Hedeman's professional career began as a teacher of elementary math, first at Goucher and then at Eastern High School. But with the start of World War II, she joined the U. S. Navy WAVES (Women Accepted for Volunteer Emergency Service) in 1942. She received training in atmospheric science and meteorology and then served as aerological officer at a military facility, the Naval Air Station in Klamath Falls, Oregon, and then in Seattle. She left the service in 1946 having risen to the rank of Lieutenant, Senior Grade.

=== Astronomer ===
After the war, Hedeman was awarded Goucher's Dean Van Meter Fellowship to pursue graduate studies in astronomy and earn a second master's degree (M.S.) in 1948 at the University of Michigan. There she began a decades-long career as a solar astronomer at the McMath-Hulbert Observatory, which was affiliated with the University of Michigan. Working with her colleague Helen Dodson Prince, the pair of astronomers co-authored many papers, some of which are still "considered important in the field of solar research."

According to her obituary in the Bulletin of the American Astronomical Society,Among Hedeman’s many publications is her 1971 paper, “An Experimental Comprehensive Flare Index and Its Derivation for ‘Major’ Flares, 1955-1969,” co-written with Helen W. Dodson, which introduced the Comprehensive Flare Index (Upper Atmospheric Geophysics, Report UAG-14, World Data Center A, plus its updates UAG-52 in 1975 and UAG-80 in 1981). Other noteworthy publications are “Major Hα Flares in Centers of Activity with very Small or no Spots” (Solar Physics 13 (1970): 401-419); “Some Patterns in the Development of Centers of Solar Activity, 1962-66” (International Astronomical Union Symposium no. 35, 1968); and “Comments on the Course of Solar Activity during the Declining Phase of Solar Cycle 20, 1970-74” (Solar Physics 42 (1975): 121-130).

=== Later years ===
In 1987, she finally retired from the observatory after working there for nearly 40 years and took up residence in Falls Church, Virginia and later in Annapolis, Maryland.

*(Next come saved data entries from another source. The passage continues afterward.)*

PR #2364, opened 2019-07-17
Added fix_prec for Linear Object

shashigharti:
I encountered the issue
"AttributeError: 'Linear' object has no attribute 'fix_prec'"

while I replaced fix_precision with fix_prec as shown in this tutorial https://github.com/OpenMined/PySyft/blob/dev/examples/tutorials/Part%2012%20-%20Train%20an%20Encrypted%20Neural%20Network%20on%20Encrypted%20Data.ipynb

### DIFF
--- a/syft/frameworks/torch/hook/hook.py
+++ b/syft/frameworks/torch/hook/hook.py
@@ -1037,6 +1037,7 @@ class TorchHook:
             return nn_self
 
         self.torch.nn.Module.fix_precision = module_fix_precision_
+        self.torch.nn.Module.fix_prec = module_fix_precision_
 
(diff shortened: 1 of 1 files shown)


Ankit-Dhankhar:
@robert-wagner Why are there two variable for same function ? Can we replace all fix_prec with fix_precision or vice-versa if they are redundant?

robert-wagner:
@Ankit-Dhankhar At their core they are the same function (in the source of native tensor for example, one just references the other. The main idea for this is so that people have a shorthand they can write if they want to). You could use whichever one you want and it does the same thing

PR #2372, opened 2019-07-19
Re-factor Pointers, AdditiveSharedTensor, MultiPointer to remove wrappers

LaRiffle:
This PR is a first step toward an encrypted training demo.

I have tried here to remove all un-necessary parts to improve computation speed. The result of this work is not a great increase of the speed (at most 5%) but a small re-factor of the wrappers: now wrappers are increasingly seen as real wrappers:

Always an avid traveler, Hedeman did so extensively for business and pleasure. According to one obituary, "She attended conferences and gave talks at astronomy meetings, and in 1972 fulfilled her dream of completing an around-the-world journey." Apparently that trip did not include an exploration of the Panama Canal, which she regretted, until, "at age 86 and accompanied by a niece and nephew, she made that passage as well".

She died at age 95, on January 25, 2006, at her home in Annapolis, Maryland.

== Selected publications ==
She published her work using the name E. Ruth Hedeman.

=== Articles ===
- Dodson, Helen W., and E. Ruth Hedeman. "Major Hα flares in centers of activity with very small or no spots." Solar Physics 13.2 (1970): 401–419.
- Dodson, Helen Walter, E. Ruth Hedeman, and Marta Rovira de Miceli. 1972. NOAA. Reevaluation of solar flares, (1967). http://purl.fdlp.gov/GPO/gpo60763.
- Dodson, Helen Walter, and E. Ruth Hedeman. "Problems of differentiation of flares with respect to geophysical effects." (1964).
- Dodson, Helen W., and E. Ruth Hedeman. "The proton flare of August 28, 1966." Solar Physics 4.2 (1968): 229–239.
- Dodson, Helen W., E. Ruth Hedeman, and A. E. Covington. "Solar Flares and Associated 2800 Mc/sec (10.7 Cm) Radiation." The Astrophysical Journal 119 (1954): 541.
- Dodson, Helen W., and E. Ruth Hedeman. "Geomagnetic disturbances associated with solar flares with major premaximum bursts at radio frequencies 200 MC/S." Journal of Geophysical Research 63.1 (1958): 77–96.
- Dodson, Helen W., and E. Ruth Hedeman. "Geomagnetic disturbances associated with solar flares with major premaximum bursts at radio frequencies 200 MC/S." Journal of Geophysical Research 63.1 (1958): 77–96.
- Dodson, Helen W., E. Ruth Hedeman, and Leif Owren. "Solar Flares and Associated 200 Mc/sec Radiation." The Astrophysical Journal 118 (1953): 169.
- Dodson, Helen W., and E. Ruth Hedeman. "The Frequency and Positions of Flares Within Three Active Sunspot Areas." The Astrophysical Journal 110 (1949): 242.

=== Book ===
- An experimental comprehensive flare index and its derivation for" Major" flares, 1955-1969. Vol. 14., compiled by Helen W. Dodson and E. Ruth Hedeman; prepared by Research Laboratories, National Oceanic and Atmospheric Administration, Environmental Data Service. 1971.